第72話 お帰りのおっぱい

 空港に到着してから電車に揺られて1時間ほど、最寄り駅から慣れ親しんだアパートへの道をトランクをコロコロと引きながら歩いていた。

 1週間ぶりに戻って来た都内は、北の大地と違い、人の活気にあふれていた。家も隙間なく連なっており、やはりどこかどんよりした空気感が込み上げている気がした。


 そんなことを思いつつ歩いていると、アパートが見えてきた。1週間ぶりだというのに、どこか懐かしささえ感じられる。

 アパートの階段を登り、廊下をつき進み、一番突き当り奥にある俺の部屋の前で立ち止り、鍵を取りだして開けようとした時だった。

 バタバタとした足音から隣から聞こえ、勢いよく扉が開かれる。

 ドアから現れたのは、目を見開き、息を荒げた優衣さんだった。


「優衣さん、どうしたんですか?そんなに慌てて」

「よかったぁ~」


 優衣さんは安心したようにほっと胸をなでおろして息を吐いた。


「??」


 俺が不思議そうに首を傾げていると、スリッパを履いた優衣さんが廊下に出てきた。

 白カーディガンを羽織ってダボっとしたピンクのタンクトップを着ているにも関わらず、これでもかというようにプルプルと揺れている胸が都内に帰って来たことを実感させられた。ただいま、優衣さんのおっぱい。俺は帰って来たぞ。


 そんなしょうもないことを考えている俺を尻目に、優衣さんはトコトコと俺の方に近づいてくる。

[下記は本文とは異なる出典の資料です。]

PR #2839, opened 2024-06-26
test(sbb-link-list): add visual spec

TomMenga:


src/elements/link-list/link-list.visual.spec.ts
```diff
@@ -0,0 +1,65 @@
...
+  let root: HTMLElement;
+
+  const cases = {
+    negative: [false, true],
+    orientation: ['horizontal', 'vertical'],
+    size: ['xs', 's', 'm'],
+  };
+
+  const linksTemplate = (): TemplateResult => html`
+    <sbb-block-link href="#">Rückerstattungen</sbb-block-link>
```
jeripeierSBB, line 23: Probably the same also in the stories, but according to our coding standards we would like english textes. If you don't mind, can you change it? Content doesn't matter ;)

jeripeierSBB (approved):
LGTM, one possible improvement

src/elements/link-list/link-list.visual.spec.ts
TomMenga: Sure 👍  The stories were fine by the way

jeripeierSBB (approved):
LGTM. thanks

PR #2847, opened 2024-06-27
test(sbb-map-container): add visual spec

TomMenga:


src/elements/map-container/map-container.visual.spec.ts
```diff
@@ -0,0 +1,65 @@
...
+import '../title.js';
+
+describe(`sbb-map-container`, () => {
+  describeViewports({ viewports: ['zero', 'medium'], viewportHeight: 500 }, () => {
+    it(
+      visualDiffDefault.name,
+      visualDiffDefault.with(async (setup) => {
+        await setup.withFixture(
+          html`
+            <sbb-header expanded hide-on-scroll>
```
jeripeierSBB, line 17: Does it make a difference if hide-on-scroll is set or not?

jeripeierSBB (approved):
LGTM (not checked the outcome)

「この1週間ずっと大地くんの部屋から明かりも人の気配もないから、どうしたかと思って心配してたんだから!」


 優衣さんは頬をプクっと膨らませながらちょっと怒っていた。


「そっか、優衣さんに言ってなかったですもんね。すいません、GWは実家に帰省してたんですよ」

「はぁ~……なんだぁよかったよぉ~。てっきり私は大地くんが変な人にさらわれちゃったんじゃないかと思って心配したんだからね!」

「そんなことはあるわけないじゃないですか!」


 むしろ優衣さんの方が俺は心配です……とは口が裂けても言えなかった。


「それにしても元気でよかった」


 手を胸において再び優衣さんは胸を撫で下ろす。息を吐いた時に、胸がスっと揺れた。


「そうだ!」


 俺は気を逸らすようにして、トランクを開けて探し物をする。その間、優衣さんはキョトンとしながら首を傾げていた。

 俺が目的の物を見つけて袋から取りだした。


「はい、これ、お土産です!」


 俺は北の大地の一番有名であろうクリームが挟まった四角形のクッキーの入った箱を優衣さんに手渡す。


「あ……ありがとう……」

「余ったら職場の人とかに分けちゃってください」

「うん、わかった」

「それじゃあ」


 俺が今度こそ、ドアを開けて部屋に入ろうとすると、優衣さんに声を掛けられる。


「あのっ!」


 俺は部屋に身体を入れ、頭だけ残して優衣さんへと振り返った。優衣さんは少し俯きながらボソっとした口調で言葉を発する。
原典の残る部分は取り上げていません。